Reference: An Introduction to the Bootstrap
           B. Efron and R.J. Tibshirani, Chapman and Hall (1993)

regress_8.ncl: The Old Faithful Geyser Data is used by R and other tools. It contains two variables: (a) the waiting time between eruptions, and (b) the durations of the eruptions for the Old Faithful Geyser. Here, a bivariate linear regression is performed using regline and regline_stats. A comparison to the output from R is shown in the examples associated with these functions.

regress_qreg_R.ncl: This example, contributed by Laurent Terray [CERFACS; 15 Aug 2018], illustrates how to invoke an R-function that performs Quantile Regression and Ordinary Least Squares from within an NCL script. Because it is not possible to directly pass variables to/from NCL and R, the script uses files as the method of communication. The files could be any format that NCL and R can handle (eg: text, binary, netCDF, ...). This example uses text (csv) files. Specifically, the NCL driver script:

(a) reads a netCDF file;
(b) extracts a user specified region of interest using coordinate subscripting syntax: {...};
(c) calculates time series of areal means using wgt_areaave_Wrap>;
(d) creates a csv text file containing the time series of areal means;
(e) uses system to invoke the R driver script: QuantReg.R;
(e1) R function: rq does the quantile regression;
(e2) R function: ols performs the ordinary least squares fit;
(f) reads the csv files created by the R driver script;
(g) use NCL graphics to plot the returned information.
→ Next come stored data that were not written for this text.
PR #196, opened 2020-05-17
fix ReferenceError of undefined object

### LINKED ISSUE #195: Blank Page Displays on Browsers that don't support Audio Worklet
Safari v13.0.4 shows a blank page when loading https://googlechromelabs.github.io/web-audio-samples/audio-worklet/

Console error:
```
[Error] ReferenceError: Can't find variable: OfflineAudioContext	
  _detectAudioWorklet (Components.js:210)	
  WorkletIndicator (Components.js:202)	
  build (Components.js:35)	
  Module Code (audio-worklet:52)	
  evaluate	
  moduleEvaluation
```

AnthumChris:
fixes detection on unsupported browsers (tested with Safari v13.0.4)

fixes #195

### DIFF
--- a/src/components/Components.js
+++ b/src/components/Components.js
@@ -207,9 +207,9 @@ const WorkletIndicator = () => {
 
 // Check if AudioWorklet is available.
 function _detectAudioWorklet() {
-  let context = new OfflineAudioContext(1, 1, 44100);
+  let context = window.OfflineAudioContext && new OfflineAudioContext(1, 1, 44100);
   return Boolean(
-      context.audioWorklet &&
+      context && context.audioWorklet &&
       typeof context.audioWorklet.addModule === 'function');
 }
 


AnthumChris:
Please ignore this PR.  I accidentally opened this on my forked repo, not the upstream.

src/components/Components.js
```diff
@@ -207,9 +207,9 @@ const WorkletIndicator = () => {
 
 // Check if AudioWorklet is available.
 function _detectAudioWorklet() {
-  let context = new OfflineAudioContext(1, 1, 44100);
+  let context = window.OfflineAudioContext && new OfflineAudioContext(1, 1, 44100);
```
hoch, line 210: 1. I have no idea about the current status of Safari. Did they remove "webkit" prefix?
2. Why do we have to check if OfflineAudioContext is valid? How does this help us detect Safari?

AnthumChris: This code doesn't necessarily fix safari, but it does prevent a TypeError that occurs when referencing a property/variable.  This would also fix detection of AudioWorklet on older browsers where the `OfflineAudioContect` property does not exist on window.

For example, `const a = FooBar` will throw a TypeError on all browsers, but `const a = window.FooBar` will not

hoch: I am confused. OfflineAudioContext exists on every browser. I think the clue that you want to check is the webkit prefix.

Thanks for the suggestion, but I prefer something more explicit and less magical. If something bad happens, it's better to throw, catch and display a helpful error message.

hoch:
@AnthumChris I believe now all the major browsers support the Audio Worklet. Is this PR still relevant?

AnthumChris:
@hoch I'm always a fan of showing unsupported messages for older browsers, but feel free to close this. Thanks for looking into it.

hoch:
Thanks for the response, @AnthumChris!

I'll try this PR locally and see how it works. Would love to learn how to detect Safari efficiently.

max-vogler:
I reproduced this in Safari 14. Although Safari [supports most features](https://github.com/chrisguttandin/standardized-audio-context) of OfflineAudioContext through `webkitOfflineAudioContext`, the website stays blank due to the ReferenceError. Merging this PR would improve the experience in Safari a lot!

image

max-vogler:
Ah, I realize that AudioWorklet is unavailable in Safari. A polyfill like `window.OfflineAudioContext ||= window.webkitOfflineAudioContext;` will not help. Nevertheless, we should still avoid the blank page to allow users of unsupported browsers to view the contents and examples.

src/components/Components.js
hoch: I hope we can expand l.210 with some comments. (like comments from @AnthumChris will be helpful when we read this code in the future)

cc/ @max-vogler

hoch:
I hope there is a better way to do this. Sniffing via OfflineAudioContext is an anti-pattern, and this was a quick-and-dirty check I came up with years ago.

max-vogler:
Detecting browser features by probing for the existence of a property on `window` is actually very idiomatic JavaScript. It is recommended by [MDN](https://developer.mozilla.org/en-US/docs/Learn/Tools_and_testing/Cross_browser_testing/Feature_detection) and used by libraries like [Modernizr](https://github.com/Modernizr/Modernizr/blob/master/feature-detects/audio/webaudio.js). Alternative approaches like user agent sniffing are very problematic, see [MDN: Browser detection](https://developer.mozilla.org/en-US/docs/Web/HTTP/Browser_detection_using_the_user_agent).

hoch:
Yes, I am aware of the common practice, but as an implementor creating a BaseAudioContext just for sniffing is rather somewhat expensive. I hope there's a better way.

AnthumChris:
We’re only checking for the existence of a global variable in Javascript scope. Let’s get this merged in so users don’t receive a blank page. User experience is important.

max-vogler:
I don't know the resource costs of instantiating an OfflineAudioContext. I only know that instantiating and probing for features in this way would give the highest confidence that the expected functionality is there. Especially if the current alternative is a blank page for a big amount of visitors. If @hoch would like to avoid the instantiation, here's an alternative:

```js
function _detectAudioWorklet() {
  return "OfflineAudioContext" in window && "AudioWorkletNode" in window;
}
```

This function takes the global existence of the `AudioWorkletNode` interface as proxy for the browser's AudioWorklet support. YMMV.

hoch:
A nice, short and no instantiation! This is a lot better than what I wrote. If I have to nit-pick...
- `"OfflineAudioContext" in window`: this will fail on WebKit. Right?
- `"AudioWorkletNode" in window`: this can also fail when the protocol is `http://`. (Secure Context)

Other than that - it looks good to me!

max-vogler:
`"OfflineAudioContext" in window` is `false` in Safari. I don't know of a browser that supports `AudioWorkletNode` only through a vendor-prefixed implementation like `webkitOfflineAudioContext`. We can either add a test for vendor-prefixed implementations or stop checking for OfflineAudioContext alltogether. Either:

```js
function _detectAudioWorklet() {
  return ("OfflineAudioContext" in window || "webkitOfflineAudioContext" in window) && "AudioWorkletNode" in window;
}
```

Or simply:
```js
function _detectAudioWorklet() {
  return "AudioWorkletNode" in window;
}
```

`"AudioWorkletNode" in window` does work for insecure (`http://`) contexts and returns `true`, see [MDN](https://developer.mozilla.org/en-US/docs/Web/API/AudioWorkletNode):
image.

AnthumChris:
also consider [`hasOwnProperty()`](https://developer.mozilla.org/en-US/docs/Web/JavaScript/Reference/Global_Objects/Object/hasOwnProperty) which has better backwards compat with older browsers (which reduces JavaScript syntax errors)

hoch:
Yup. This is my mistake. I used SecureContext on the spec, but didn't add that to Chromium IDL. :(

https://source.chromium.org/chromium/chromium/src/+/master:third_party/blink/renderer/modules/webaudio/audio_worklet_node.idl
https://www.w3.org/TR/webaudio/#audioworkletnode

Thanks for finding this, @max-vogler! :)

AnthumChris:
@hoch @max-vogler Do we want to get this fixed and do we see value in fixing it?  At a minimum, it could encourage Safari's support for implementing new features that are only supported in other browsers.

Showing a blank page instead of an error does not seem to provide any advantage to anyone, especially the users/devs we're trying to advocate for:

image

max-vogler:
@hoch: Please pick one of the proposed solutions since you are the original reviewer of this PR. How about this one:

```js
function _detectAudioWorklet() {
  return (window.hasOwnProperty("OfflineAudioContext") || window.hasOwnProperty("webkitOfflineAudioContext")) && window.hasOwnProperty("AudioWorkletNode");
}
```

I am in favor of any, because all of the proposed solutions are a **big** improvement over having a blank page in a significant chunk of the browser market share.

max-vogler:
Thanks for fixing this, @AnthumChris!

AnthumChris:
I'm confused, was this deployed? Safari is still showing the error.

Screen Shot 2021-04-20 at 7 58 59 PM

hoch:
We serve pages directly from master. So I guess the PR merged above wasn't enough to fix the Safari problem. I'll take another look soon.

rtoy:
Most likely it's because `OfflineAudioContext` is undefined in Safari.  Safari still uses prefixed WebAudio.  The technology preview is where WebAudio becomes unprefixed.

If the R-package "quantreg" is not locally available, it must be installed. Start R:

      > install.packages("quantreg")
      > q()

manken_1.ncl: Read an ascii file (TA_Globe.1850-2014.txt; source (Met Office Hadley Centre) and extract pertinent columns. Compute the simple linear regression (regline_stats; red) and Mann-Kendall/Theil-Sen (trend_manken; blue) trend estimates over three periods. Here, there is virtually no difference between the derived values. Both 'lines' are plotted but only the values from the Mann-Kendall/Theil-Sen are shown. If there are outliers or skewed data, the Theil-Sen is likely to give the better linear trend estimate.

manken_2.ncl: Read an ascii file (rutgers.snow_cover_extent.time_series.txt; source ( Rutgers Univ Global Snow Lab) and extract pertinent columns. Compute the linear regression and Theil-Sen trend estimates for winter (Nov-Dec-Jan-Feb-Mar) and summer (May-Jun-Jul-Aug-Sep) over the satellite era (1979-2014). Both simple linear regression (regline_stats; red) and Mann-Kendall/Theil-Sen (trend_manken; blue) estimates are shown. The summer trend lines illustrate a small difference between the trend estimates. It is likely that the distribution of residuals about the linear regression line is slightly skewed. Hence, the Theil-Sen is likely better.